◆ **DIRECTIONS FOR THIS TASK**
Exactly reproduce the lines from the top of the entries below through the line containing "non-empty bucket and", with both ends included.
━━━━━ TASK INPUT ━━━━━
PR #1010, opened 2019-11-14
Add more bucket and OBC deletion cases

waynesun09:
Add test case for delete 100 and 1000 buckets and OBCs, delete                                                                                                                                                                            
non-empty bucket and OBC, delete non-existant bucket and OBC.                                                                                                                                                                             
                                                                                                                                                                                                                                              
Signed-off-by: Wayne Sun <gsun@redhat.com>

### DIFF
--- a/tests/manage/mcg/test_bucket_deletion.py
+++ b/tests/manage/mcg/test_bucket_deletion.py
@@ -50,16 +50,6 @@ class TestBucketDeletion:
                 marks=[tier2, pytest.mark.polarion_id("OCS-1866")]
             ),
             pytest.param(
-                *[100, 'CLI'],
-                marks=[tier2, noobaa_cli_required,
-                       pytest.mark.polarion_id("OCS-1865")]
-            ),
-            pytest.param(
-                *[1000, 'CLI'],
-                marks=[tier2, noobaa_cli_required,
-                       pytest.mark.polarion_id("OCS-1866")]
-            ),
-            pytest.param(
                 *[100, 'OC'],
                 marks=[tier2, pytest.mark.polarion_id("OCS-1865")]
             ),
--- a/tests/manage/mcg/test_bucket_deletion.py
+++ b/tests/manage/mcg/test_bucket_deletion.py
@@ -1,11 +1,19 @@
 import logging
 
+import boto3
+import botocore
 import pytest
 
 from ocs_ci.framework.pytest_customization.marks import (
     tier1, noobaa_cli_required, acceptance,
     filter_insecure_request_warning
 )
+from ocs_ci.ocs import constants
+from ocs_ci.ocs.exceptions import CommandFailed
+from ocs_ci.ocs.ocp import OCP
+from ocs_ci.ocs.resources.mcg_bucket import S3Bucket, OCBucket, CLIBucket
+from ocs_ci.utility.utils import run_mcg_cmd
+from tests.helpers import craft_s3_command, create_unique_resource_name
 
 logger = logging.getLogger(__name__)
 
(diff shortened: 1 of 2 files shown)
━━━━━
◆ **RESPONSE FOR THIS EXERCISE**
PR #1010, opened 2019-11-14
Add more bucket and OBC deletion cases

waynesun09:
Add test case for delete 100 and 1000 buckets and OBCs, delete                                                                                                                                                                            
non-empty bucket and OBC, delete non-existant bucket and OBC.                                                                                                                                                                             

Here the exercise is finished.